Respondents, inter alia, assert that no building permits were sought by petitioners for the work done, and therefore the described work, supportive of the religious use, had not been performed. Such assertions are meaningless, however, when the outdoor structures - the Grotto (a statue of Mary on a rock, surrounded by an open space for prayer), the Outdoor Chapel (an open area with movable benches, a stone altar, and a crucifix), and the Stations of the Cross (which were added to an already-existing path) - referred to by petitioners in their application, were not "buildings" within the meaning of § 218-3 of the Zoning Code, and thus did not require building permits. Neither are the assertions of the assessor, the Building Inspector, or the Police Chief enough to raise the existence of such issues, since in the case of each of those persons, their visits to, and observations and pictures of, the parcel, and their opportunities to see the abovementioned structures, were brief, remote to the areas in question, and limited in observation by the wooded nature of the parcel. When viewing respondents' properly submitted proof in a light most favorable to them, and upon bestowing the benefit of every reasonable inference to them (Boyce v. Vasquez, 249 AD2d 724, 726 [3d Dept., 1998]), material issues of fact do not exist as to whether or not the subject parcel was being used for a religious purpose at the time of the 2001 and 2002 applications.

Thus, from the facts presented to this Court, the Legion has met its burden of proving that they were entitled to a property tax exemption for the 2002 and 2003 tax years, for the continued religious use of the subject property.

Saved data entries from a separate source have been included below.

PR #392, opened 2026-06-11
@W-22935148: Add delete-extract-refresh-task tool

Akash-Rastogi:
## Summary
- Implements `delete-extract-refresh-task` MCP tool (item 1B-1 from the Extract Refresh Schedule Optimization Apply phase)
- Adds DELETE `/sites/{siteId}/tasks/extractRefreshes/{taskId}` endpoint to the tasks API layer
- Registers `tableau:mcp:tasks:write` and `tableau:tasks:write` OAuth scopes
- Admin-gated with destructive annotations and 6 unit tests

## Notes
- Currently using `tableau:tasks:read` scope as a workaround — Tableau Cloud returns 401 on the DELETE endpoint with PAT auth. Waiting on CP CS-Schedules (SPAM) / Identity team to enable sessionless OAuth for this route.
- Once that dependency is resolved, swap scope back to `tableau:tasks:write` in `src/server/oauth/scopes.ts`.

## Test plan
- [x] `npm run build:dev` passes
- [x] Unit tests pass (`npx vitest run src/tools/web/extractRefreshTasks/`)
- [x] OAuth scopes tests pass
- [x] Lint passes
- [ ] E2E validation on Tableau Cloud (blocked on server-side enablement)
- [ ] Validate on Tableau Server with PAT auth


src/server/oauth/scopes.ts
```diff
@@ -79,6 +82,10 @@ const toolScopeMap: Record<
     mcp: ['tableau:mcp:tasks:read'],
     api: new Set(['tableau:tasks:read', 'tableau:users:read']),
   },
+  'delete-extract-refresh-task': {
+    mcp: ['tableau:mcp:tasks:write'],
+    api: new Set(['tableau:tasks:write', 'tableau:users:read']),
```
anyoung-tableau: Missing `tableau:tasks:delete` scope here

src/server/oauth/scopes.ts
```diff
@@ -79,6 +82,10 @@ const toolScopeMap: Record<
     mcp: ['tableau:mcp:tasks:read'],
     api: new Set(['tableau:tasks:read', 'tableau:users:read']),
   },
+  'delete-extract-refresh-task': {
+    mcp: ['tableau:mcp:tasks:write'],
```
anyoung-tableau: This should probably be tableau:mcp:tasks:delete

src/sdks/tableau/apis/tasksApi.ts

Accordingly, the Legion is entitled to partial summary judgment, at least as it relates to that aspect of its application for exemptions for tax years 2002 and 2003.

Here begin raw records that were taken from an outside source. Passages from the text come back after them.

PR #400, opened 2026-06-15
@W-22968653 Add Tableau embedding support to MCP app

jarhun88:
## Description
Screenshot 2026-06-16 at 11 42 15 PM

This PR implements full-screen Tableau visualization embedding in the MCP app using the Embedding API v3. The app now retrieves OAuth tokens via the `get-oauth-token` tool and embeds Tableau views received from MCP tool results.

Key changes:
- Add `tableau:views:embed` scope to `get-oauth-token` tool for embedding authentication
- Create `embedTableauViz` utilities for creating and managing viz elements
- Create `getOAuthTokenToolClient` module for retrieving OAuth tokens from MCP server
- Simplify app UI to full-screen layout with no loading hero section
- Dynamically load Tableau Embedding API from configured server URL
- Add comprehensive test coverage (19 new tests) for embedding and token retrieval
- Install jsdom as dev dependency for DOM testing

## Motivation and Context

The MCP app needed the ability to embed Tableau visualizations when users request views through MCP tools. This enables a seamless experience where tool results are automatically rendered as interactive visualizations rather than just returning metadata.

The critical fix was adding the `tableau:views:embed` scope to the OAuth token, which is required by Tableau's Embedding API. Without this scope, the embedding API prompts for login instead of accepting the token.

## Type of Change

- [ ] Bug fix
- [x] New feature
- [ ] Breaking change
- [ ] Documentation update

## How Has This Been Tested?

- Added 19 unit tests covering:
  - OAuth token retrieval (7 tests in `getOAuthTokenToolClient.test.ts`)
  - Tableau viz element creation and embedding (12 tests in `embedTableauViz.test.ts`)
- All 1742 tests pass locally
- Manual testing: verified embedding works with OAuth token containing `tableau:views:embed` scope
- Tested full-screen layout and visualization rendering

## Related Issues

Related to the MCP apps feature development.

## Checklist

- [ ] I have updated the version in the package.json file by using `npm run version`. For example, use `npm run version:patch` for a patch version bump.
- [ ] I have documented any breaking changes in the PR description. For example, renaming a config environment variable or changing its default value.

## Contributor Agreement


tests/e2e/server.test.ts
```diff
@@ -129,6 +130,7 @@ describe('server', () => {
         'query-admin-insights-site-content',
         'query-admin-insights-job-performance',
         'get-stale-content-report',
+        'delete-workbook',
```
jarhun88, line 135: someone must have added thistool without updating the e2e test so it was broken

anyoung-tableau: Ah yeah, the author of that PR submitted it from a fork, so the E2E tests didn't run as part of the PR.

src/web/apps/src/mcp-app.ts
```diff
@@ -1,16 +1,73 @@
...
+  url: z.string().url(),
+});
+
+/**
+ * Loads the Tableau Embedding API script from the Tableau server
+ */
+function loadTableauEmbeddingApi(viewUrl: string): Promise<void> {
+  return new Promise((resolve, reject) => {
+    // Check if already loaded
+    if (customElements.get('tableau-viz')) {
```
anyoung-tableau, line 40: This might be overly cautious, but clients could sandbox the app iframe in a way such that the custom element registry is intentionally unavailable. Consider adding a guard for this:

```ts
if (!('customElements' in window)) {
  reject(...)
}
```

src/server.web.ts
```diff
@@ -183,14 +183,32 @@ export class WebMcpServer extends Server {
     );
 
     // Register the resource, which returns the bundled HTML/JavaScript for the UI.
+    const config = getConfig();
+    const serverOrigin = new URL(config.server).origin;
+
+    // Allow Tableau Online, Tableau.com domains, and configured server
+    const cspDomains = ['https://*.online.tableau.com', 'https://*.tableau.com', serverOrigin];
```
anyoung-tableau: Consider parameterizing the first two values as an environment variable. In the event we need to react quickly by adding a new domain in the future we can update the config rather than needing to take a code change + release.

src/web/apps/src/mcp-app.ts
```diff
@@ -1,16 +1,73 @@
...
+    }
+
+    // Derive embedding API URL from the view URL
+    const serverOrigin = new URL(viewUrl).origin;
+    const embeddingApiUrl = `${serverOrigin}/javascripts/api/tableau.embedding.3.latest.min.js`;
+
+    const script = document.createElement('script');
+    script.type = 'module';
+    script.src = embeddingApiUrl;
+    script.onload = () => resolve();
```
anyoung-tableau: Not sure if there's any problem with this approach, but note that if the Embedding API loads and executes, the `onload` event will fire _even_ if there is some runtime error. Since agents could be doing "creative" things with the sandboxed iframe which could cause the Embedding API to throw some runtime error, it might be worth instead resolving the promise once the custom element actually gets defined. Worth looking into...

```ts
customElements.whenDefined('tableau-viz').then(() => {
  resolve();
});
```

src/web/apps/mcp-app.html
```diff
@@ -7,12 +7,7 @@
 </head>
 <body>
   <main class="main">
-    <div class="hero">
-      <div class="emoji">📊✨</div>
-      <h1>Tableau MCP App</h1>
-      <p>Your workbook data is being loaded...</p>
-      <div class="sparkle">🌟</div>
-    </div>
+    <div id="tableauVizContainer" class="viz-container"></div>
```
anyoung-tableau, line 10: Mind sharing a screenshot?

src/web/apps/src/lib/getOAuthTokenToolClient.ts
```diff
@@ -0,0 +1,25 @@
...
+  const result = await app.callServerTool({
+    name: 'get-oauth-token',
+    arguments: {},
+  });
+
+  // Parse the result to extract the token
+  const content = result.content[0];
+  if (content.type === 'text') {
+    const data = JSON.parse(content.text);
+    return data.token;
```
anyoung-tableau: Consider adding a zod schema to ensure the format of the result text matches what the app expects.

src/web/apps/src/mcp-app.ts
```diff
@@ -1,16 +1,73 @@
...
+  return validated.url;
+}
+
+// Handle tool results
+app.ontoolresult = async (result: CallToolResult) => {
+  try {
+    const viewUrl = extractUrlObjectFromResult(result);
+    await loadTableauEmbeddingApi(viewUrl);
+    const token = await callGetOAuthTokenTool(app);
+    embedTableauViz(viewUrl, token);
```
anyoung-tableau, line 98: This is fine for V0, but a nice next step will be to listen for auth failures using: https://help.tableau.com/current/api/embedding_api/en-us/docs/embedding_api_auth.html#add-an-event-listener-for-load-and-initialization-errors

src/server/oauth/scopes.ts
```diff
@@ -141,11 +142,9 @@ const toolScopeMap: Record<
       ...RESOURCE_ACCESS_CHECKER_REQUIRED_API_SCOPES,
     ]),
   },
-  // Token retrieval: no Tableau REST API calls, no content scope required.
-  // Any authenticated user may retrieve their own token regardless of granted scopes.
   'get-oauth-token': {
     mcp: [],
-    api: new Set<TableauApiScope>(),
+    api: new Set<TableauApiScope>(['tableau:views:embed']),
```
anyoung-tableau, line 168: We have a small design problem in that this scope is now going to be advertised as necessary when the client requests an access token, even if the tool is disabled or the mcp-apps feature flag is disabled, making the access token more broadly scoped than it needs to be. Compounding that problem, the list of advertised scopes for the global URLs is completely static (which we'll need to update before we enable the feature flag on the hosted service). At a minimum, you could update the `getEnabledToolNames` function below to stop advertising this scope when it's not actually necessary.

src/web/apps/src/mcp-app.ts
anyoung-tableau: You way also want to implement some kind of timer with `setTimeout` to reject the promise if it doesn't resolve within, say, 30 seconds. Otherwise, the user will see nothing with no indication of what's going on.

src/web/apps/mcp-app.html
anyoung-tableau, line 10: Do we have any mockups from design for what we should render when the Embedding API or viz is loading?

jarhun88: just added to the desc

src/web/apps/src/lib/getOAuthTokenToolClient.ts
jarhun88: added and now i remove the ? check on content

src/web/apps/src/mcp-app.ts
jarhun88: thanks ill take note of this for the error handling story potentially

src/web/apps/mcp-app.html
jarhun88: not yet, im syncing with joe and teh designer next week

src/server.web.ts
jarhun88: i did it, but would it be better to leave the three and pass the config list to combine with cspDomains?

src/server/oauth/scopes.ts
jarhun88: thats a good point, ive removed the tool when the flag is off

src/web/apps/src/mcp-app.ts
jarhun88: curious how could this happen?

src/web/apps/src/mcp-app.ts
jarhun88: i vibed it with claude in a way i think makes sense, and used 15s, 30 felt abit long

tests/oauth/tableau-authz/tests/getOAuthToken.test.ts
```diff
@@ -9,6 +10,7 @@ const tokenResponseSchema = z.object({
 
 test.describe('get-oauth-token', () => {
   test('should return Bearer token', async ({ client }) => {
+    test.skip(!getFeatureGate().isFeatureEnabled('mcp-apps'), 'mcp-apps feature is disabled');
```
jarhun88, line 13: this test will fail if its enabled as the right scope doesnt get added unless the FF is on, so i just made it conditional to the ff state

mattcfilbert:
@jarhun88 — 🤖 **MattGPT** (Matt Filbert's agent)

Embeds Tableau views in the MCP app via Embedding API v3. CI is green and the PR adds solid test coverage.

**One gap worth closing:**

- The new CSP config (`connectDomains` / `resourceDomains` / `frameDomains` on the app resource) has no test asserting the directives and domains are actually applied to the resource metadata. _(Inline note on the spot.)_

**Minor:**

- The embedding-API loader resolves via `script.onload` + `customElements.whenDefined` with a 15s timeout. If the script loads but never defines `tableau-viz`, you wait the full timeout and get a generic error. An explicit `customElements.get()` check post-load would fail faster with a clearer message.

src/server.web.ts
```diff
@@ -183,14 +183,32 @@ export class WebMcpServer extends Server {
...
       // @ts-expect-error -- harmless type mismatch in registerAppResource; ext-apps uses MCP SDK v1.25.2. Should go away when MCP SDK is updated.
       this.mcpServer,
       tool.name,
       resourceUri,
-      { mimeType: RESOURCE_MIME_TYPE },
+      {
+        mimeType: RESOURCE_MIME_TYPE,
+        _meta: {
+          ui: {
+            csp: {
```
mattcfilbert, line 200: 🤖 **MattGPT** (Matt Filbert's agent)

Upon the foregoing papers, it is hereby

ORDERED, that the motion by petitionerfor an Order granting partial summary judgment on their petition seeking a religious exemption pursuant to RPTL §§ 420-a(1)(a) and 420-a (3), is hereby granted; and it is further

ORDERED, that respondent Town shall grant the tax exemption sought by petitioner pursuant to both RPTL §§ 420-a(1)(a) and 420-a(3), for the parcel designated on the Town tax map as Section 112.16, Block 1, Lot 1, for the tax years at issue in the instant petitions, namely 2002 and 2003; and it is further

ORDERED, that the assessment rolls are to be corrected accordingly, and overpayments of taxes, if any, are to be refunded with interest.

The foregoing constitutes the Opinion, Decision, and Order of the Court. [*7]

Dated: White Plains, New York

December 16, 2011

________________________________HON. JOHN R. LA CAVA, J.S.C. Footnotes

Footnote 1:. A second parcel(the Conference Center Parcel)is not a subject of this proceeding.

Footnote 2: Besides the current petition, one related action is currently pending; valuation proceedings for both of the remaining parcels are pending for tax years 1998 through 2003.

Footnote 3: Petitioner was not granted its first tax exemption until tax year 2004.